At the 2021 Cornwall Summit, G7 members pledged that their national policies would take a sustainable approach towards protecting ecosystems. This commitment received 88 per cent compliance. A similar approach was echoed in 2022, as leaders committed to increasing restoration initiatives both nationally and regionally, as well as increasing implementing nature-based solutions. At the 2019 Biarritz Summit, the G7 acknowledged the need to preserve marine and terrestrial ecosystems, including through nature-based solutions and circular economy, which received 88 per cent compliance.* Given the G7's recent actions, there is a generally good indication that it will continue to take steps to fulfill ENACT's goals.
The ENACT initiative aims to use nature-based solutions to promote private investment, as well as encourage corporations, philanthropists and blended finance providers to generate revenue through ecosystem services, carbon and biodiversity credits.
The 1991 London Summit was the first time G7 leaders explicitly agreed to mobilise financial resources from the private sector to protect nature, in the context of conserving the Brazilian tropical forest. At the 2022 Elmau Summit, they committed to mobilize both private and public resources to finance nature-based solutions.
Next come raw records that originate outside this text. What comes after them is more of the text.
PR #297, opened 2026-09-16
Read the BNO055 in its own task instead of the main loop

### LINKED ISSUE #296: BNO055 reads block the main loop for 26 ms — nine blocks read per step, two consumed
## Summary

`Imu::step()` reads the BNO055 synchronously from the main loop. With the default `data_select = 0xffff` that is **nine blocks = 18 blocking I²C transactions per loop pass**, measured at **26 ms** — on a core whose whole loop takes 60 ms. Consumers of the module typically use two of those nine blocks.

Three quarters of the 26 ms are not bus time. At 100 kHz the 18 transactions need ~6.6 ms on the wire; the rest is fixed cost per `i2c_master_cmd_begin`, so raising the I²C clock is the weakest of the available levers.

This is the sibling of #213: same disease (blocking I/O in the main loop), different device. #216 fixed the loop's sleep and #218 the baud rate, but both blocking calls are still in the loop — UART0 is installed with `tx_buffer_size = 0`, and the IMU read is synchronous.

## Measurement

ESP32 Robot Brain core, BNO055 on I²C at 100 kHz (module default), host link at 115200. `imu.data_select` switched at runtime, two minutes per window (one for the last). Cycle time taken from Lizard's own timestamp in the `core <millis> …` line, so no host-side log latency enters the numbers.

| `data_select` | blocks read | n | median | p5 | p95 | min | max |
|---|---|---|---|---|---|---|---|
| 65535 (default) | 9 | 2003 | 60 ms | 55 | 65 | 50 | 74 |
| 33 (`cal` + quaternion) | 2 | 2929 | **41 ms** | 36 | 46 | 30 | 57 |
| 0 (no I²C at all) | 0 | 3486 | **34 ms** | 31 | 39 | 29 | 83 |
| 65535 (control) | 9 | 997 | 60 ms | 55 | 66 | 51 | 75 |

The status line stayed **262 characters in every window** (min = max = 262 over 9 419 lines), so the console write is a constant across all four rows and the deltas are purely the I²C reads. `data_select` only gates the reads in `Imu::step()`; the field list in `core.output` is fixed at startup, and a gated block simply keeps printing its last value.

**The IMU costs 26 ms of the 60.** Nineteen of those are blocks nobody reads.

## Where the time goes

Bit time at 100 kHz, 9 bits per byte including ACK. Each `BNO055::i2c_readLen` is two transactions: a 2-byte register write terminated with STOP, then a fresh START for the read — no repeated START.

| block | payload | bus bytes | bit time |
|---|---|---|---|
| `cal`, `temp` | 1 B each | 2 × (2 + 2) | 0.72 ms |
| 6 vectors | 6 B each | 6 × (2 + 7) | 4.86 ms |
| quaternion | 8 B | 2 + 9 | 0.99 ms |
| **total** | | **18 transactions** | **6.6 ms** |

Measured 26 ms against 6.6 ms of bus time leaves **~19 ms**, i.e. ~1.1 ms per `i2c_master_cmd_begin`. The `data_select = 33` window gives the same answer independently: 1.35 ms of bus time against 7 ms measured, ~1.4 ms per transaction over four transactions.

So the cost scales with the **number of transactions**, not with the number of bytes.

## Options

1. **Move the read off the main loop into its own task.** The only option that removes the cost entirely and keeps all nine blocks: the loop drops to the measured 34 ms floor regardless of what the bus does. `SerialBus` already establishes the pattern with `xTaskCreatePinnedToCore`. Two constraints: the task must not hold the `InterpreterLock` across the I²C read — otherwise the main loop blocks on the lock instead of the bus and nothing is won — so read lock-free into a local buffer and take the lock only to publish the properties. And the age of the values in the status line becomes variable, which matters for consumers that timestamp the quaternion by the line's arrival.
2. **One contiguous read.** All nine blocks live in `0x08`–`0x35`, 46 contiguous bytes. A single `readLen` over the range is 2 transactions instead of 18 and ~4.4 ms of bus time, with no change to what the module exposes.
3. **A better default for `data_select`**, or letting consumers set it — the workaround that needs no firmware change, worth 19 ms today.
4. **400 kHz I²C** (already reachable via the 5th constructor argument) attacks only the 6.6 ms and can therefore save ~5 ms of the 26 at best. Listing it so nobody reaches for it first.

1 and 2 are independent and compose.

## What was not measured

How the ~19 ms of non-bus time splits between the BNO055's clock stretching and ESP-IDF driver/task latency. That split decides how much option 2 alone would buy; option 1 does not depend on it.

[※](https://zauberzeug.github.io/colophon/#m=claude-opus-5&t=Measurements%20taken%20on%20hardware%20and%20written%20up%20by%20the%20model%3B%20the%20decision%20to%20cross-check%20a%20second%20robot%20and%20to%20file%20this%20came%20from%20the%20author.&a=claude-code "claude-opus-5: Measurements taken on hardware and written up by the model; the decision to cross-check a second robot and to file this came from the author.")

Johannes-Thiel:
### Motivation

Closes #296 (option 1). `Imu::step()` called the synchronous ESP-IDF I2C API straight from the single main loop, so every BNO055 read was loop time. With the default `data_select = 0xffff` that is nine blocks, 18 transactions, **26 ms per pass** — measured on an ESP32 Robot Brain core at 100 kHz, cycle time taken from Lizard's own timestamp in the `core` line, two minutes per window:

| `data_select` | blocks read | n | median | p5 | p95 |
|---|---|---|---|---|---|
| 65535 (default) | 9 | 2003 | 60 ms | 55 | 65 |
| 33 | 2 | 2929 | 41 ms | 36 | 46 |
| 0 (no I²C) | 0 | 3486 | 34 ms | 31 | 39 |

Only ~6.6 ms of those 26 are bus time, so the cost is fixed overhead per `i2c_master_cmd_begin`, not bandwidth. That rules out the two obvious levers: a faster I²C clock attacks only the 6.6 ms, and reading fewer blocks still pays the per-transaction cost for the ones that remain (`data_select = 33` still costs 7 ms). Taking the read off the loop removes all 26 ms and keeps every block.

This is the same disease as #213, which #216 and #218 addressed for the console write. The IMU was the other blocking call in the loop.

### Implementation

- Add an `imu_read` task (core 1, priority 5, 4096 stack — the values `SerialBus` already uses) that fills a one-element queue with `xQueueOverwrite`, so the producer never blocks and the loop always gets the newest sample.
- Drain the queue non-blockingly in `step()` and write the properties there, under the `InterpreterLock` the main loop already holds. The task never touches properties: holding that lock across the read would move the stall from the bus to the lock and win nothing.
- Carry `data_select` in the sample so `publish()` gates exactly as before — a deselected block keeps its last value, unchanged semantics.
- Add a `bno_mutex` serializing device access against `set_mode`, which shares the BNO055's page state. No deadlock: `call()` holds the `InterpreterLock` and waits for `bno_mutex`, the task never takes the `InterpreterLock`.
- Pace the task with `xTaskDelayUntil` at 10 ms, the same drift-free cadence as the main loop since #216 and the BNO055's fusion output rate.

Overall, G7 compliance on commitments promoting private-sector investment and corporate social responsibility in relation to nature and the environment has ranged at 73 per cent.* Although the G7 has had relative success mobilizing finance from the private sector, it remains to be seen how such success stands when integrated with nature-based solutions.
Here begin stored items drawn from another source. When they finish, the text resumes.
Issue #18, opened 2023-09-29
FEATURE - User Bugs / Feature Requests from `SettingsView`


mikaelacaron:
## Describe the feature you want the app to have that it currently doesn't
* Create a new row under the GitHub Repo row in the 1st section of `SettingsView` called "Request a New Feature" that links the user to create a new feature in the GitHub repo
   * Choose any SF symbol that fits for this "request a new feature" row
   * Link to here:`https://github.com/mikaelacaron/Basic-Car-Maintenance/issues/new?assignees=&labels=feature+request&projects=&template=feature-request.md&title=FEATURE+-`
* Create a new for row for "Report a Bug"
   * Use the `ladybug` SF symbol
   * Link here: `https://github.com/mikaelacaron/Basic-Car-Maintenance/issues/new?assignees=&labels=bug&projects=&template=bug-report.md&title=BUG+-`

## Describe alternatives you've considered
* Yes this requires someone to have a GitHub account to actually find this useful, but that's fine for now

## Additional context
* Add any other context or screenshots about the feature request here.

mishapark:
Hi, please assign this issue to me

mikaelacaron:
> Hi, please assign this issue to me

@mishapark you can only work on **ONE** issue at a time, please go through and delete your comments on all the other issues, you commented on already. Do NOT start working on this until Oct 1, because the code base isn't ready yet

mishapark:
Got it, thanks for letting me know

mikaelacaron:
Closed with #21

PR #21, opened 2023-10-01
Added two rows (new feature/report bug) to SettingsView

mishapark:
# What it Does
* Closes issue #18 
* Added a row for GitHub users to submit new feature requests, and a row to report bugs  in SettingsView

# How I Tested
For example:
* Run the application
* Tap on all three rows including GitHub Repo
* All work as expected, taking the user to Safari to an appropriate link

# Notes
* Haven't added my team ID, as I am still battling with Apple to enroll into the dev program

# Screenshots

### DIFF
--- a/Basic-Car-Maintenance/Shared/Localizable.xcstrings
+++ b/Basic-Car-Maintenance/Shared/Localizable.xcstrings
@@ -46,6 +46,12 @@
     "Profile" : {
 
     },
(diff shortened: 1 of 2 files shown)


mikaelacaron:
@mishapark Great work!
The team ID is only needed when you run on a real device, and it's *not* committed to git, so no one else will see it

The eighth pillar of the ENACT initiative involves implementing health, climate, and nature-based solutions to effectively protect 1 billion vulnerable people. This includes both communicable and noncommunicable diseases related to ecosystem degradation, biodiversity loss, and climate change.
The 1979 Tokyo Summit was the first time the G7 recognized the link between health and climate change solutions. At the 2022 Elmau Summit, the G7 acknowledged the relationship between the health sector and climate adaptation, committing to making their health systems sustainable and climate-neutral by 2050, as well as committing to make such systems resilient to the impacts of environmental changes. Focusing on this pillar in future environmental commitments will allow G7 members to increase their existing efforts to synergize health, climate and nature-based solutions.
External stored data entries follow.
Issue #24, opened 2023-10-01
BUG - Vehicle with empty details getting saved


ayushs-2k4:
## Describe the bug
* Vehicle getting added without even filling the details.

## To Reproduce
1. Go to 'Settings'
2. Tap on the button 'Add Vehicle'
3. Do not fill in any details
4. Tap on 'Add' Button
5. Empty details Vehicle will be saved

## Expected behavior
* Vehicle should not get added.

## Screenshots
![Simulator Screenshot - iPhone 15 Pro - 2023-10-01 at 19 17 52](https://github.com/mikaelacaron/Basic-Car-Maintenance/assets/63922782/4a245328-aa69-4b80-a204-e464c5c6abff)

## Device Info (please complete the following information):
 * Device: Phone14 Pro
 * OS: iOS 17.0
 * App Version 1.0(1)

## Additional Context
* N/A

ayushs-2k4:
I am working on this issue.

mikaelacaron:
@ayushs-2k4 Good catch!

Be sure to fill in every section of the template, this section was left blank /  the default template
> Describe the bug
A clear and concise description of what the bug is.

ayushs-2k4:
Oh, it slipped from my eyes to write description of bug. BTW, I have submitted a PR fixing the bug by adding a check before saving a new Vehicle.

mikaelacaron:
Closed with #32

PR #26, opened 2023-10-01
Fixed the bug, which was causing the vehicles, with no details added

ayushs-2k4:
Now, to add a vehicle, its name make, and model must have at least one character.

# What it Does
* Closes issue #24 
* It checks for the name, make, and model of a vehicle before adding it.

# How I Tested
For example:
* Run the application
* Tap the 'Settings' button
* Tap on 'Add Vehicle' Button
* Do not fill any details and tap 'Add'.
* Vehicle will not be added .
* Now tap on  'Add Vehicle' Button again.
* This time, fill some details.
* Tap on 'Add Button'
* Vehicle will get added.

# Notes
* Added check for name, make, and model strings, whether they are empty or not.

### DIFF
--- a/Basic-Car-Maintenance.xcodeproj/project.pbxproj
+++ b/Basic-Car-Maintenance.xcodeproj/project.pbxproj
@@ -53,7 +53,6 @@
 /* End PBXContainerItemProxy section */
 
 /* Begin PBXFileReference section */
-		FF098EFA2AB3424E003EC0FE /* Basic-Car-Maintenance.xcconfig */ = {isa = PBXFileReference; lastKnownFileType = text.xcconfig; path = "Basic-Car-Maintenance.xcconfig"; sourceTree = SOURCE_ROOT; };
 		FF09FC902AB6FF44006BE61A /* AuthenticationView.swift */ = {isa = PBXFileReference; lastKnownFileType = sourcecode.swift; path = AuthenticationView.swift; sourceTree = "<group>"; };
 		FF3DDF512AA4D28F009D91C4 /* DashboardViewModel.swift */ = {isa = PBXFileReference; lastKnownFileType = sourcecode.swift; path = DashboardViewModel.swift; sourceTree = "<group>"; };
 		FF5D13A32A86C2D600BC9BD6 /* Basic-Car-Maintenance.app */ = {isa = PBXFileReference; explicitFileType = wrapper.application; includeInIndex = 0; path = "Basic-Car-Maintenance.app"; sourceTree = BUILT_PRODUCTS_DIR; };
@@ -132,7 +131,6 @@
 		FF5D139A2A86C2D500BC9BD6 = {
 			isa = PBXGroup;
 			children = (
-				FF098EFA2AB3424E003EC0FE /* Basic-Car-Maintenance.xcconfig */,
 				FF5D13A52A86C2D600BC9BD6 /* Basic-Car-Maintenance */,
 				FF5D13B72A86C2D800BC9BD6 /* Basic-Car-MaintenanceTests */,
 				FF5D13C12A86C2D800BC9BD6 /* Basic-Car-MaintenanceUITests */,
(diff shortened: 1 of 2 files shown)


Basic-Car-Maintenance.xcodeproj/project.pbxproj
```diff
@@ -53,7 +53,6 @@
 /* End PBXContainerItemProxy section */
 
 /* Begin PBXFileReference section */
-		FF098EFA2AB3424E003EC0FE /* Basic-Car-Maintenance.xcconfig */ = {isa = PBXFileReference; lastKnownFileType = text.xcconfig; path = "Basic-Car-Maintenance.xcconfig"; sourceTree = SOURCE_ROOT; };
```
mikaelacaron, line 56: This shouldn't be removed, please follow the instructions again in the [README](https://github.com/mikaelacaron/Basic-Car-Maintenance/tree/main#getting-started) for properly setting up the project.

Basic-Car-Maintenance/Shared/Settings/Views/AddVehicleView.swift
```diff
@@ -42,7 +41,11 @@ struct AddVehicleView: View {
                 ToolbarItem {
                     Button {
                         let vehicle = Vehicle(name: name, make: make, model: model)
-                        addTapped(vehicle)
+                        
+                        if !name.isEmpty && !make.isEmpty && !model.isEmpty {
+                            addTapped(vehicle)
+                        }
+
```
mikaelacaron: A better way to do this is make this a computed property `!name.isEmpty && !make.isEmpty && !model.isEmpty` and disable the Add button until those parameters are met

Otherwise the user will be tapping Add and will be confused why nothing is happening

mikaelacaron (changes requested):
Thanks for contributing! Be sure you set the project up properly (you removed a file that should not have been removed, and I suggested a better way to optimize your code)

When you've addressed all the comments, tap the re-review button seen here:
Screenshot 2023-10-01 at 3 21 25 PM

Basic-Car-Maintenance/Shared/Settings/Views/AddVehicleView.swift
ayushs-2k4: Made the requested changes.

Basic-Car-Maintenance.xcodeproj/project.pbxproj
mikaelacaron: @ayushs-2k4 This file is still being changed, and it should not be changed at all.

See [this video](https://www.youtube.com/live/60ivxAOUrYU?si=NX8hVyb55QQUo-Gs&t=1667) at `27:47`

Basic-Car-Maintenance/Shared/Settings/Views/AddVehicleView.swift
```diff
@@ -43,16 +45,17 @@ struct AddVehicleView: View {
...
+                    .disabled(!isVehicleValid)
                 }
             }
         }
     }
 }
 
 #Preview {
-    AddVehicleView() { _ in }
+    AddVehicleView { _ in }
```
mikaelacaron, line 60: No need to change this

Basic-Car-Maintenance/Shared/Settings/Views/AddVehicleView.swift
```diff
@@ -43,16 +45,17 @@ struct AddVehicleView: View {
                     Button {
                         let vehicle = Vehicle(name: name, make: make, model: model)
                         addTapped(vehicle)
-                        dismiss()
+                        dismiss()
```
mikaelacaron, line 48: Also in the future be careful about adding extra whitespace

mikaelacaron (changes requested):
Follow the directions from the comment I made, the `pbxproj` file shouldn't be changed at all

Going forward, the G7 will play a key role in implementing the ENACT initiative. Past compliance indicates that the G7 has already taken strides to realize commitments similar to the goals outlined by ENACT. This includes 100 per cent compliance in areas such as marine pollution and investments in green infrastructure. However, there continue to be gaps in actions. The G7 has, on average, reached 70 per cent compliance in adapting urban areas to the challenges of climate change over the years. Incorporating private investment and environmental issues has also only seen 73 per cent compliance on average. These are all vital aspects of the ENACT initiative, which the G7 members expressed their full commitment to at COP27. Similar areas of concern were also raised at the 15th Conference to the Parties of the Convention on Biological Diversity, in 2022, indicating both the importance of these issues as well as the interest of G7 members and the rest of the world to see them solved. As such, G7 members must take a role of greater responsibility in seeing the ENACT initiative fully implemented. The coming ministerial meetings, as well as the 2023 Hiroshima Summit, must see members reaffirm their commitment explicitly to ENACT, as well as outline increasingly ambitious and effective commitments to bring about its goals.